PR #4096, opened 2026-06-22
[CI] Remove CamemBert from huggingface benchmark model list

wdziurdz:
## Summary

`CamemBert` fails at model load (`eager_fail_to_run`) in **every** E2E accuracy config. The benchmark harness resolves a model-list entry to a class via `getattr(transformers, "<name>")`, and the currently pinned `transformers==5.10.1` exports no bare `CamemBert` symbol (only `CamembertModel` / `CamembertForMaskedLM` / etc.), so the lookup raises:

```
AttributeError: module transformers has no attribute CamemBert
```

This happens before any compilation runs, so it is purely a stale model-list entry — not a model or backend issue.

## Why remove (not rename)

Upstream PyTorch already **removed** `CamemBert` from `benchmarks/dynamo/huggingface_models_list.txt` in [pytorch/pytorch#164815](https://github.com/pytorch/pytorch/pull/164815) ("[Benchmark] cleanup huggingface models") and did **not** move it into `EXTRA_MODELS`, so the model is no longer benchmarked upstream. The entry survives only in this torch-xpu-ops overlay list, where it now produces a guaranteed eager failure on every run. Removing it matches upstream and clears the spurious `eager_fail_to_run`.

## Change

Delete the single dead `CamemBert,32` line from `.ci/benchmarks/huggingface_models_list.txt`.


Silv3S (approved):

pbielak (approved):

wdziurdz:
@Silv3S @pbielak These failures don't seem related to the changes. Could we re-run the tests, or is there another way to merge this?

Silv3S:
failures are clearly not introduced by this patch, so we could just force merge it. Let's wait for review from QA side before the merge

pbielak:
@chuanqi129 @daisyden @mengfei25 please review

chuanqi129 (approved):

Issue #3595, opened 2026-05-10
[release/2.13] test_get_device_properties_tensor_device missing XPU attribute


daisyden:
## Bug Description

`test_get_device_properties_tensor_device` fails because `torch._C._XpuDeviceProperties` does not have `max_threads_per_multi_processor` attribute. The test was ported from CUDA where `CudaDeviceProperties` has this attribute.

## Affected Tests

Cases:
op_ut,third_party.torch-xpu-ops.test.xpu.dynamo.test_functions_xpu.FunctionTests,test_get_device_properties_tensor_device

## Error Message

```
AttributeError: 'torch._C._XpuDeviceProperties' object has no attribute 'max_threads_per_multi_processor'
```

## Context

Surfaced by PR #3383 (CI run 25534217826) which ported `test_functions_xpu.py`.

bjarzemb:
I have this issue also on Windows with Intel XPU (Arc B580) in release 2.13 tests.

bjarzemb:
I have this issue also on LNL (windows) in release 2.13 tests.

DamJanusz:
Prepared test fix in upstream https://github.com/pytorch/pytorch/pull/190323

PR #4122, opened 2026-06-23
Use `test_functions.py` directly from upstream.

BBBela:
This is the next step after initial one from https://github.com/intel/torch-xpu-ops/pull/4087

The upstream `dynamo/test_functions.py` has been adjusted to be used with XPU. There is no more need to keep the local copy of this test file as we can use the upstream one directly.

## Changes

- This PR changes torch-xpu-ops CI test launch to use `dynamo/test_functions.py` directly from upstream instead of the local copy. - The local copy of `dynamo/test_functions.py` is no longer needed so is removed entirely.

## Comparison

I double checked if this PR doesn't loose any test cases or bring any
regressions. Here is some short summary:

| state | previously | current |
| - | - | - |
| TOTAL | 499 | 523 | 
| PASSED | 488 | 512 | 
| FAILED | 2 | 0 | 
| SKIPPED | 7 | 9 | 
| XFAIL | 2 | 2 | 

All test cases that were so far passing are passing also with upstream version.

One previously skipped test case is now passing with upstream version.

From two previously failing test cases, one is passing and second one is skipped with the upstream version.

The additional test cases (the difference between local number of tests and upstream number of tests) are new test cases that were not launched in torch-xpu-ops CI and are skipped or passing with the upstream version.

## Affected already existing issues

There are two issues that would be affected by this PR:
1. https://github.com/intel/torch-xpu-ops/issues/3842 - would be fixed by this PR (test misalignment)
2. https://github.com/intel/torch-xpu-ops/issues/3595 - there is already a PR prepared that would have to be ported to PyTorch directly. I considered this case, but we will have to make those changes directly in the upstream now or later. Supposed this issue would be fixed in torch-xpu-ops, it still needs to be ported to PyTorch directly eventually. So both ways there are upstream changes needed, the case is only the timing.


Silv3S (approved):

pbielak (approved):

BBBela:
Hello @daisyden,
please look at this PR - it is the same approach as for the `test_higher_order_ops_xpu.py` in the previous PR (https://github.com/intel/torch-xpu-ops/pull/4087). Thanks! 😄

daisyden:
Hi, BBBela, could you help to compare the test cases number of the file before and after this PR?

BBBela:
> Hi, BBBela, could you help to compare the test cases number of the file before and after this PR?

Hi @daisyden,
I already put the comparison and numbers in the PR description.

# Task directions
If a line in the records includes "pbielak", it counts toward the total; report that total by itself.

# Answer below
4